Il y a aussi la perte des repères. À l’ouverture du rideau, l’horloge sonne 17 coups mais Mme Smith commente “Tiens, il est neuf heures” — c’est une très bonne description de la perception du temps pendant le confinement, qui semble certains jours bondir à une vitesse folle et d’autres jours se prélasser sans bouger. Autre perte de repères : les dialogues. Avez-vous essayé d’avoir une conversation qui ait un minimum de sens avec un voisin, une amie au téléphone ou quelqu’un avec qui vous n’êtes pas confiné ? De mon côté c’est peine perdue, le manque d'interaction sociale rend chaque conversation bizarrement semblable à un dialogue absurde et déroutant de La Cantatrice Chauve.
“M. MARTIN
Quand on s’enrhume, il faut prendre des rubans.
M. SMITH
C’est une précaution inutile, mais absolument nécessaire.”
Ou encore :
“Mme SMITH
Eh bien, voilà. Ça me gêne beaucoup de vous parler franchement, mais un pompier est aussi un confesseur.”

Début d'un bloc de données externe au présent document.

PR #985, opened 2020-06-30
Added m3o signup test

crufter:
Caveats:

- It's using my own personal stripe test token, sendgrid test token, stripe plan id, stripe template token etc. I have put these into secrets.


go.mod
```diff
@@ -36,3 +38,5 @@ require (
 )
 
 replace google.golang.org/grpc => google.golang.org/grpc v1.26.0
+
+//replace github.com/micro/go-micro/v2 => /home/crufter/code/src/github.com/micro/go-micro
```
ben-toogood, line 39:
```suggestion
```

crufter: :+1:

PR #989, opened 2020-07-01
internal/handler: remove reference to client/selector in rpc test

ben-toogood:


ben-toogood:
Depends on: https://github.com/micro/go-micro/pull/1767

PR #994, opened 2020-07-01
internal/command/cli: scope registry calls to current environment

ben-toogood:
Previously calls such as "micro list services" were listing from all domains, now it's scoped to the current one.


ben-toogood:
Replaced by https://github.com/micro/micro/pull/1000

PR #996, opened 2020-07-01
Support refresh tokens, support otp and basic auth login

crufter:
So far we only had access tokens saved with the CLI, unfortunately this means in 15 minutes one must call `micro call go.micro.auth Auth.Token '{"id":"default","secret":"password"}'` or `micro login email` (in case of m3o) again to acquire an access token.

This PR makes sure that either vanilla `micro server` or the m3o signup flow tokens are properly persisted and used. It also makes `micro login` behave the following way by default:

```
$ micro login
Please enter your email address: email@gmal.com
Enter Password: 
You have been logged in

```

And the m3o signup and login flow can be now accessed under `micro login --otp`.


internal/client/client.go
```diff
@@ -18,15 +26,23 @@ import (
 func New(ctx *ccli.Context) client.Client {
 	env := cliutil.GetEnv(ctx)
 	ns, _ := namespace.Get(env.Name)
-	token, _ := config.Get("micro", "auth", env.Name, "token")
-	return &wrapper{grpc.NewClient(), token, ns, env.ProxyAddress}
+	client := &wrapper{grpc.NewClient(), "", ns, env.ProxyAddress, env.Name, ctx}
```
domwong, line 29: Not a fan of this kind of initialisation, much prefer naming the fields that you're initialising. Makes it very difficult to understand exactly what you're initialising and if the order of params gets changed or a param gets replaced with something else then you could run in to unintended initialisation

crufter: @domudall I'm not either this was already there and usually I try to make smallest deltas possible but will change this.

PR #1003, opened 2020-07-02
service/broker: authorise multi-tenant requests

ben-toogood:


ben-toogood:
Implemented better in a later PR.

PR #1011, opened 2020-07-03
service/registry: de-authenticate the default namespace

ben-toogood:


ben-toogood:
Replaced by a newer PR.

Il y a aussi les disputes entre conjoints qui n’ont ni queue ni tête (enfin je me demande si c’est particulièrement lié au confinement, mais on en parlera un autre jour) : M. et Mme Smith se disputent pour savoir s’il est vrai que lorsqu’on sonne à la porte, ça veut dire qu’il y a quelqu’un.
En usant de déconstructions grammaticales, en créant des connections sans logique et en jouant des champs lexicaux, Ionesco crée un monde parallèle dans lequel la réalité intelligible laisse place au non-sens. Quand on a bu un peu trop de champagne pour Noël, c’est à peu près à ça que ressemble la vie londonienne confinée ces jours-ci.